In my experience, libxml2 and expat have very similar performance. But I prefer libxml2 (and lxml for python) because it seems to be more actively developed and tested. Also libxml2 has more features.
lxml is mostly API compatible with xml.etree.ElementTree. And there is good documentation in its web site.
回答4:
Registering callbacks slows down the parsing tremendously. [EDIT]This is because the (fast) C code has to invoke the python interpreter which is just not as fast as C. Basically, you're using the C code to read the file (fast) and then build the DOM in Python (slow).[/EDIT]
Try to use xml.etree.ElementTree which is implemented 100% in C and which can parse XML without any callbacks to python code.
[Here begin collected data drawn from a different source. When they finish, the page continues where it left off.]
PR #429, opened 2019-12-19
[ETH] Use corrected endpoint for estimation of GasLimit

gagbo:
----

[HODL] This passes test but is obviously wrong.

Enabling modification of "amplifier", "from" and "data" fields in the
underlying explorer API call means the interface of the explorer needs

After the document has been parsed, you can filter it to get what you want.
If that's still too slow and you don't need a DOM another option is to read the file into a string and use simple string operations to process it.
回答5:
If your application is performance-sensitive and likely to encounter large files (like you said, > 1GB) then I'd strongly advise against using the code you're showing in your question for the simple reason that it loads the entire document into RAM. I would encourage you to rethink your design (if at all possible) to avoid holding the whole document tree in RAM at once. Not knowing what your application's requirements are, I can't properly suggest any specific approach, other than the generic piece of advice to try to use an "event-based" design.
回答6:
expat ParseFile works well if you don't need to store the entire tree in memory, which will sooner or later blow your RAM for large files:
import xml.parsers.expat
parser = xml.parsers.expat.ParserCreate()
parser.ParseFile(open('path.xml', 'r'))
It reads the files into chunks, and feeds them to the parser without exploding RAM.
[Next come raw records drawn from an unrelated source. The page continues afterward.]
PR #531, opened 2020-03-23
[LLC-607] Add staking-related operation types

gagbo:


core/idl/wallet/common/wallet.djinni
```diff
@@ -39,10 +39,20 @@ DerivationPath = interface +c {
...
 #
-# It’s possible to either send funds or receive ones.
+# It’s possible to either
+# send funds (getAmount() returns the sent amount),
+# receive funds (getAmount() returns the sent amount),
+# delegate funds (getAmount() returns the *delegated* amount) ; only getFees() are part of balanceHistory
+# undelegate funds (getAmount() returns the *undelegated* amount) ; only getFees() are part of balanceHistory
+# claim rewards (getAmount() returns 0 or the known amount of claimed rewards) ; only getFees() are part of balanceHistory
+#
+# The last 3 operations should not expect to change balanceHistory with their amount, but only their fees.
```
phaazon, line 49: Can you also add a small explanation of the `none` situation? Thanks!

gagbo: Will do

gagbo:
Added the NONE comment, merge when you see fit :)

phaazon:
@gagbo Before merging, I have a question. How does that relate to computing balance histories? Especially, a delegation (on Tezos for instance) is an operation that still is going to drain some coins (so it’s like a `send`). Or do you mean we should create a new type of operation out of that transaction that will have zero fees / amount, but just witness the operation?

gagbo:
The 2 approaches are possible actually, and I suppose we need to discuss with Live team for that.

- Either we can have a single `Delegate` Operation with some fees (through [getFees](https://github.com/LedgerHQ/lib-ledger-core/blob/d5e96ac9db3f1adfd0e5a85039ba25398a24b95f/core/idl/wallet/common/wallet.djinni#L117) ) ; I don't like this approach much because, in the case of Cosmos, we might have multiple operations on a single transaction, so how are we supposed to divide the common fees on the 2/3/4 operations in the transaction ?

- Or we can have a `Delegate` operation with no fee involved at all, and a separate `Send` operation for the fees associated with the tx (if the user paid for it). We can include the fees as the amount of the operation in the `Send` part (or in the fees, anything works here)


In both cases, the [amount](https://github.com/LedgerHQ/lib-ledger-core/blob/develop/core/idl/wallet/common/wallet.djinni#L114) of the `Delegate` operation is expected to be the actual amount of the delegation/vote, and not impact the balance computation at all.

phaazon:
LGTM, thanks for explaining!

Doc: https://docs.python.org/2/library/pyexpat.html#xml.parsers.expat.xmlparser.ParseFile
回答7:
I spent quite some time trying this out and it seems the fastest and the least memory intensive approach is using lxml and iterparse, but making sure to free unneeded memory. In my example, parsing arXiv dump:
from lxml import etree
context = etree.iterparse('path/to/file', events=('end',), tag='Record')
for event, element in context:
record_id = element.findtext('.//{http://arxiv.org/OAI/arXiv/}id')
created = element.findtext('.//{http://arxiv.org/OAI/arXiv/}created')
print(record_id, created)
# Free memory.
element.clear()
while element.getprevious() is not None:
del element.getparent()[0]
So element.clear
is not enough, but also the removal of any links to previous elements.
回答8:
Apparently PyRXP is really fast.
They claim it is the fastest parser - but cElementTree isn't in their stats list.